▸ Collected data
PR #2852, opened 2019-07-24
Update two tests, useful fallout from pg12 branch

serprex:
multi_colocation_utils: sort by nodeport, not placementid
multi_copy: replace smgr with aclitem, smgr is removed in pg12


src/test/regress/expected/multi_colocation_utils.out
```diff
@@ -716,7 +716,7 @@ ORDER BY
     logicalrelid,
     shardmaxvalue::integer,
     shardid,
-    placementid;
+    nodeport;
```
onderkalaci: I don't have strong objections but just wanted to understand more. How could this change help for pg 12 compatibility? 

If the output of the test is not consistent across pg versions, I cannot see how this would fix it.

serprex: The projection doesn't use `placementid` so the ordering had ties

PR #2854, opened 2019-07-25
CompareShardIntervals: if intervals are equal, compare id

serprex:
Works around sort being unstable

In pg10/pg11, returning 0 when both shards had null intervals caused `multi_prune_shard_list` to print equal shardids in descending order (whereas the test has them in ascending). Meanwhile in pg12 the currently broken null comparison was returning in descending order & with return 0 began returning in ascending order. All this to say that when you're using an unstable sort & you have an id, it's probably a good idea to fallback on the id when the comparison thinks the elements are equal

`multi_task_assignment_policy` was also impacted by this, so including normalization

### DIFF
--- a/src/backend/distributed/utils/shardinterval_utils.c
+++ b/src/backend/distributed/utils/shardinterval_utils.c
@@ -64,39 +64,40 @@ CompareShardIntervals(const void *leftElement, const void *rightElement,
 {
 	ShardInterval *leftShardInterval = *((ShardInterval **) leftElement);
 	ShardInterval *rightShardInterval = *((ShardInterval **) rightElement);
-	Datum leftDatum = 0;
-	Datum rightDatum = 0;
-	Datum comparisonDatum = 0;
 	int comparisonResult = 0;
+	bool leftHasNull = (!leftShardInterval->minValueExists ||
+						!leftShardInterval->maxValueExists);
+	bool rightHasNull = (!rightShardInterval->minValueExists ||
+						 !rightShardInterval->maxValueExists);
 
 	Assert(typeCompareFunction != NULL);
 
-	/*
-	 * Left element should be treated as the greater element in case it doesn't
-	 * have min or max values.
-	 */
-	if (!leftShardInterval->minValueExists || !leftShardInterval->maxValueExists)
+	if (leftHasNull && rightHasNull)
+	{
+		comparisonResult = 0;
+	}
+	else if (leftHasNull)
 	{
 		comparisonResult = 1;
-		return comparisonResult;
 	}
-
-	/*
-	 * Right element should be treated as the greater element in case it doesn't
-	 * have min or max values.
-	 */
-	if (!rightShardInterval->minValueExists || !rightShardInterval->maxValueExists)
+	else if (rightHasNull)
 	{
 		comparisonResult = -1;
-		return comparisonResult;
+	}
+	else
+	{
+		/* if both shard interval have min/max values, calculate comparison result */
+		Datum leftDatum = leftShardInterval->minValue;
+		Datum rightDatum = rightShardInterval->minValue;
+		Datum comparisonDatum = CompareCall2(typeCompareFunction, leftDatum, rightDatum);
+		comparisonResult = DatumGetInt32(comparisonDatum);
 	}
 
-	/* if both shard interval have min/max values, calculate the comparison result */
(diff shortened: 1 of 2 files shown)


src/backend/distributed/utils/shardinterval_utils.c
```diff
@@ -74,29 +74,31 @@ CompareShardIntervals(const void *leftElement, const void *rightElement,
...
-	if (!rightShardInterval->minValueExists || !rightShardInterval->maxValueExists)
+	if (!leftShardInterval->minValueExists || !leftShardInterval->maxValueExists ||
+		!rightShardInterval->minValueExists || !rightShardInterval->maxValueExists)
 	{
-		comparisonResult = -1;
-		return comparisonResult;
+		comparisonResult = (!leftShardInterval->minValueExists ||
+							!leftShardInterval->maxValueExists) -
+						   (!rightShardInterval->minValueExists ||
+							!rightShardInterval->maxValueExists);
```
pykello: Is this correct? This returns 0 in cases that two shard intervals aren't equal. For example, when left is `(min=NULL, max=100)` and right is `(min=101, max=NULL)`.

serprex: Old code would return 1 regardless of which of your examples are left/right. There might be an argument to only compare minValue & not care about maxValue being null. I'm trying to make the most conservative change necessary for my ends

src/backend/distributed/utils/shardinterval_utils.c
```diff
@@ -74,29 +74,31 @@ CompareShardIntervals(const void *leftElement, const void *rightElement,
...
-		comparisonResult = 1;
-		return comparisonResult;
-	}
-
-	/*
 	 * Right element should be treated as the greater element in case it doesn't
 	 * have min or max values.
 	 */
-	if (!rightShardInterval->minValueExists || !rightShardInterval->maxValueExists)
+	if (!leftShardInterval->minValueExists || !leftShardInterval->maxValueExists ||
```
onderkalaci: I find it slightly hard to follow the conditions and the calculation. What about something like the following for ease of read:
```C
bool leftHasNull = (!leftShardInterval->minValueExists || !leftShardInterval->maxValueExists);
bool rightHasNull = (!rightShardInterval->minValueExists || !rightShardInterval->maxValueExists);

if (leftHasNull && rightHasNull)
{
    /* rely on shardId for order to get consistent results */
	comparisonResult = 0;
}
else if (leftHasNull)
{
	comparisonResult = 1;
}
else if (rightHasNull)
{
	comparisonResult = -1;
}
else
{
	/* if both shard interval have min/max values, calculate the comparison result */
	...

}

...
```

src/backend/distributed/utils/shardinterval_utils.c
```diff
@@ -74,29 +74,31 @@ CompareShardIntervals(const void *leftElement, const void *rightElement,
 	/*
 	 * Left element should be treated as the greater element in case it doesn't
 	 * have min or max values.
-	 */
```
onderkalaci: I guess the function comment of `CompareShardIntervals ` should change slightly to reflect the changes. I'm OK to remove the second sentence and have something like `See the comments in the function for shard intervals with empty min/max values`

serprex: Given that we explain the desired behavior in the function's top level comment, I went with removing the inline comment altogether

onderkalaci: Not that important in this case, just sharing my thoughts on this in general. Typically function comments become obsolete as we change the functions and we forget to update the function comments. So, I prefer to keep more detailed comments in the function instead of the top.

src/backend/distributed/utils/shardinterval_utils.c
```diff
@@ -68,35 +68,40 @@ CompareShardIntervals(const void *leftElement, const void *rightElement,
...
-	if (!rightShardInterval->minValueExists || !rightShardInterval->maxValueExists)
+	else if (rightHasNull)
 	{
 		comparisonResult = -1;
-		return comparisonResult;
 	}
+	else
+	{
+		/* if both shard interval have min/max values, calculate the comparison result */
+		leftDatum = leftShardInterval->minValue;
```
onderkalaci: super minor: I think we can declare `leftDatum ` and `rightDatum ` inside the else block.

PR #2855, opened 2019-07-25
Add some missing locks.

pykello:
Pieces of https://github.com/citusdata/citus/pull/2851 which seem to be non-controversial. The plan is to resolve rest of the locking issues after we merge postgres 12 support.

### DIFF
--- a/src/backend/distributed/commands/truncate.c
+++ b/src/backend/distributed/commands/truncate.c
@@ -48,9 +48,32 @@ static void AcquireDistributedLockOnRelations(List *relationIdList, LOCKMODE loc
 void
 ProcessTruncateStatement(TruncateStmt *truncateStatement)
 {
+	ListCell *rangeVarCell = NULL;
+	ListCell *relationCell = NULL;
+	List *lockedRelations = NIL;
+
+	/*
+	 * Lock relations while calling next three functions, because they expect
+	 * relations to be locked. We release them then to avoid distributed
+	 * deadlock in MX.
+	 */
+	foreach(rangeVarCell, truncateStatement->relations)
+	{
+		RangeVar *rangeVar = (RangeVar *) lfirst(rangeVarCell);
+		Relation relation = heap_openrv(rangeVar, AccessShareLock);
+		lockedRelations = lappend(lockedRelations, relation);
+	}
+
 	ErrorIfUnsupportedTruncateStmt(truncateStatement);
 	EnsurePartitionTableNotReplicatedForTruncate(truncateStatement);
 	ExecuteTruncateStmtSequentialIfNecessary(truncateStatement);
+
+	foreach(relationCell, lockedRelations)
+	{
+		Relation relation = (Relation) lfirst(relationCell);
+		heap_close(relation, AccessShareLock);
+	}
+
 	LockTruncatedRelationMetadataInWorkers(truncateStatement);
 }
 
@@ -67,7 +90,7 @@ ErrorIfUnsupportedTruncateStmt(TruncateStmt *truncateStatement)
 	foreach(relationCell, relationList)
 	{
 		RangeVar *rangeVar = (RangeVar *) lfirst(relationCell);
-		Oid relationId = RangeVarGetRelid(rangeVar, NoLock, true);
+		Oid relationId = RangeVarGetRelid(rangeVar, NoLock, false);
 		char relationKind = get_rel_relkind(relationId);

▸ Instructions to follow
Give the number of lines in the records where the word "doesn" shows up. Nothing else belongs in the reply.

▸ Result for this exercise
5